Required action ▸
Make an exact copy of all the data.

===== Extracted data =====

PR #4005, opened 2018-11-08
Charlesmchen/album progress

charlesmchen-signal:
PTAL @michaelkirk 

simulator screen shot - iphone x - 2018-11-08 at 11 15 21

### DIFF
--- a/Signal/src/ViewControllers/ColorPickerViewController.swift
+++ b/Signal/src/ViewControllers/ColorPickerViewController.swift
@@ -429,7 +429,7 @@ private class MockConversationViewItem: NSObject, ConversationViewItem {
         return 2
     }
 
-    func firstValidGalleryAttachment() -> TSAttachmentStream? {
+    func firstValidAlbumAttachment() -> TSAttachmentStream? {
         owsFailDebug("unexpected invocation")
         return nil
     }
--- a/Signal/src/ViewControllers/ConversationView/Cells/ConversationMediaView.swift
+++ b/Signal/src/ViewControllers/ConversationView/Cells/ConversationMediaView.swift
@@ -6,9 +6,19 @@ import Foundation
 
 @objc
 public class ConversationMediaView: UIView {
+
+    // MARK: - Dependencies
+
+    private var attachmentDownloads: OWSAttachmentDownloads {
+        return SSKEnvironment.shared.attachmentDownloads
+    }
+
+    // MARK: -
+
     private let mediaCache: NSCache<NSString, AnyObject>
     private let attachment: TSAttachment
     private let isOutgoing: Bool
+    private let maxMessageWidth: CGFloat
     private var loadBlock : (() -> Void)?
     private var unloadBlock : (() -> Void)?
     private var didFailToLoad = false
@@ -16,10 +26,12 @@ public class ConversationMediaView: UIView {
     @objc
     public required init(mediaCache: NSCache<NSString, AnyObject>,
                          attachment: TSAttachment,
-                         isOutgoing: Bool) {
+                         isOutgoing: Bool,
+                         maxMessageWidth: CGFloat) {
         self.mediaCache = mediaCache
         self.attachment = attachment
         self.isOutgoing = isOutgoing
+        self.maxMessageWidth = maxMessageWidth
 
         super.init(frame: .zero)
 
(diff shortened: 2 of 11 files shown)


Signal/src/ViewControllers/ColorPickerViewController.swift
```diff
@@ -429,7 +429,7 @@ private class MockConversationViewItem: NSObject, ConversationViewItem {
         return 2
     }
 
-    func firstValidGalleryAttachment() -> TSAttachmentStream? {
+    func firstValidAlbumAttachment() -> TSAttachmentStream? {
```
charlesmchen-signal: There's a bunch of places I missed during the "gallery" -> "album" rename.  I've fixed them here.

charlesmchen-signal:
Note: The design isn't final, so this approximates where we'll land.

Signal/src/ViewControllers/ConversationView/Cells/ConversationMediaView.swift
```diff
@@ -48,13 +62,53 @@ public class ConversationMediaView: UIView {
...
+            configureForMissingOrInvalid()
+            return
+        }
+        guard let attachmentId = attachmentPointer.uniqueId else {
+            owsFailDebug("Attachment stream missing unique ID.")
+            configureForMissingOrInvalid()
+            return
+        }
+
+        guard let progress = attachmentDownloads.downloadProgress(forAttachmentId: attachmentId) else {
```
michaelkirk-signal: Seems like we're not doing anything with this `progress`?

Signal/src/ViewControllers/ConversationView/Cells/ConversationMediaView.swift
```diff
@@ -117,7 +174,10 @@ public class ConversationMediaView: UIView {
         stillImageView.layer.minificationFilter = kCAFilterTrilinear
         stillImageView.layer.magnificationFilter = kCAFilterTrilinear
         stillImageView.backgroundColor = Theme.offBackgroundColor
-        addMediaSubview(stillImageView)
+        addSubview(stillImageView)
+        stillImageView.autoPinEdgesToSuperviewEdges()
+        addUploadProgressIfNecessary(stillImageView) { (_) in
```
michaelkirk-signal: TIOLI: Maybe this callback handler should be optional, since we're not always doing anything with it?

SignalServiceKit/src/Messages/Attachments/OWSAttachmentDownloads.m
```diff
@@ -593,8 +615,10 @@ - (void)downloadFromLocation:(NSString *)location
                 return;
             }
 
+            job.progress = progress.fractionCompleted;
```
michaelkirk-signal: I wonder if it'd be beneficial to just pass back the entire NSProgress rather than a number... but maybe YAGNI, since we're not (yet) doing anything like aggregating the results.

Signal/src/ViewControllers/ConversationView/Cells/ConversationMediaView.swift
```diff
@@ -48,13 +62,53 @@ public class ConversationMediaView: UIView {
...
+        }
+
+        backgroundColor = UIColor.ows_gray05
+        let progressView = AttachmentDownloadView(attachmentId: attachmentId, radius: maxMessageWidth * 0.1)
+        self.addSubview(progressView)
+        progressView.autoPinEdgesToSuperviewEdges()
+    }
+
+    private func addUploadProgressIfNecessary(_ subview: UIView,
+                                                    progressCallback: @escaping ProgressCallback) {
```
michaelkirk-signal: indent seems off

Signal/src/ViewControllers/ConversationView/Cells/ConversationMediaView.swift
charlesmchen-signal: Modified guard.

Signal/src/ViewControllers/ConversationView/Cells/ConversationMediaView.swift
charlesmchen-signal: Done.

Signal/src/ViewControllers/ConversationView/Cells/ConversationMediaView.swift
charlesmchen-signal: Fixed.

=====

Answer to this task ▸
PR #4005, opened 2018-11-08
Charlesmchen/album progress

charlesmchen-signal:
PTAL @michaelkirk 

simulator screen shot - iphone x - 2018-11-08 at 11 15 21

### DIFF
--- a/Signal/src/ViewControllers/ColorPickerViewController.swift
+++ b/Signal/src/ViewControllers/ColorPickerViewController.swift
@@ -429,7 +429,7 @@ private class MockConversationViewItem: NSObject, ConversationViewItem {
         return 2
     }
 
-    func firstValidGalleryAttachment() -> TSAttachmentStream? {
+    func firstValidAlbumAttachment() -> TSAttachmentStream? {
         owsFailDebug("unexpected invocation")
         return nil
     }
--- a/Signal/src/ViewControllers/ConversationView/Cells/ConversationMediaView.swift
+++ b/Signal/src/ViewControllers/ConversationView/Cells/ConversationMediaView.swift
@@ -6,9 +6,19 @@ import Foundation
 
 @objc
 public class ConversationMediaView: UIView {
+
+    // MARK: - Dependencies
+
+    private var attachmentDownloads: OWSAttachmentDownloads {
+        return SSKEnvironment.shared.attachmentDownloads
+    }
+
+    // MARK: -
+
     private let mediaCache: NSCache<NSString, AnyObject>
     private let attachment: TSAttachment
     private let isOutgoing: Bool
+    private let maxMessageWidth: CGFloat
     private var loadBlock : (() -> Void)?
     private var unloadBlock : (() -> Void)?
     private var didFailToLoad = false
@@ -16,10 +26,12 @@ public class ConversationMediaView: UIView {
     @objc
     public required init(mediaCache: NSCache<NSString, AnyObject>,
                          attachment: TSAttachment,
-                         isOutgoing: Bool) {
+                         isOutgoing: Bool,
+                         maxMessageWidth: CGFloat) {
         self.mediaCache = mediaCache
         self.attachment = attachment
         self.isOutgoing = isOutgoing
+        self.maxMessageWidth = maxMessageWidth
 
         super.init(frame: .zero)
 
(diff shortened: 2 of 11 files shown)


Signal/src/ViewControllers/ColorPickerViewController.swift
```diff
@@ -429,7 +429,7 @@ private class MockConversationViewItem: NSObject, ConversationViewItem {
         return 2
     }
 
-    func firstValidGalleryAttachment() -> TSAttachmentStream? {
+    func firstValidAlbumAttachment() -> TSAttachmentStream? {
```
charlesmchen-signal: There's a bunch of places I missed during the "gallery" -> "album" rename.  I've fixed them here.

charlesmchen-signal:
Note: The design isn't final, so this approximates where we'll land.

Signal/src/ViewControllers/ConversationView/Cells/ConversationMediaView.swift
```diff
@@ -48,13 +62,53 @@ public class ConversationMediaView: UIView {
...
+            configureForMissingOrInvalid()
+            return
+        }
+        guard let attachmentId = attachmentPointer.uniqueId else {
+            owsFailDebug("Attachment stream missing unique ID.")
+            configureForMissingOrInvalid()
+            return
+        }
+
+        guard let progress = attachmentDownloads.downloadProgress(forAttachmentId: attachmentId) else {
```
michaelkirk-signal: Seems like we're not doing anything with this `progress`?

Signal/src/ViewControllers/ConversationView/Cells/ConversationMediaView.swift
```diff
@@ -117,7 +174,10 @@ public class ConversationMediaView: UIView {
         stillImageView.layer.minificationFilter = kCAFilterTrilinear
         stillImageView.layer.magnificationFilter = kCAFilterTrilinear
         stillImageView.backgroundColor = Theme.offBackgroundColor
-        addMediaSubview(stillImageView)
+        addSubview(stillImageView)
+        stillImageView.autoPinEdgesToSuperviewEdges()
+        addUploadProgressIfNecessary(stillImageView) { (_) in
```
michaelkirk-signal: TIOLI: Maybe this callback handler should be optional, since we're not always doing anything with it?

SignalServiceKit/src/Messages/Attachments/OWSAttachmentDownloads.m
```diff
@@ -593,8 +615,10 @@ - (void)downloadFromLocation:(NSString *)location
                 return;
             }
 
+            job.progress = progress.fractionCompleted;
```
michaelkirk-signal: I wonder if it'd be beneficial to just pass back the entire NSProgress rather than a number... but maybe YAGNI, since we're not (yet) doing anything like aggregating the results.

Signal/src/ViewControllers/ConversationView/Cells/ConversationMediaView.swift
```diff
@@ -48,13 +62,53 @@ public class ConversationMediaView: UIView {
...
+        }
+
+        backgroundColor = UIColor.ows_gray05
+        let progressView = AttachmentDownloadView(attachmentId: attachmentId, radius: maxMessageWidth * 0.1)
+        self.addSubview(progressView)
+        progressView.autoPinEdgesToSuperviewEdges()
+    }
+
+    private func addUploadProgressIfNecessary(_ subview: UIView,
+                                                    progressCallback: @escaping ProgressCallback) {
```
michaelkirk-signal: indent seems off

Signal/src/ViewControllers/ConversationView/Cells/ConversationMediaView.swift
charlesmchen-signal: Modified guard.

Signal/src/ViewControllers/ConversationView/Cells/ConversationMediaView.swift
charlesmchen-signal: Done.

Signal/src/ViewControllers/ConversationView/Cells/ConversationMediaView.swift
charlesmchen-signal: Fixed.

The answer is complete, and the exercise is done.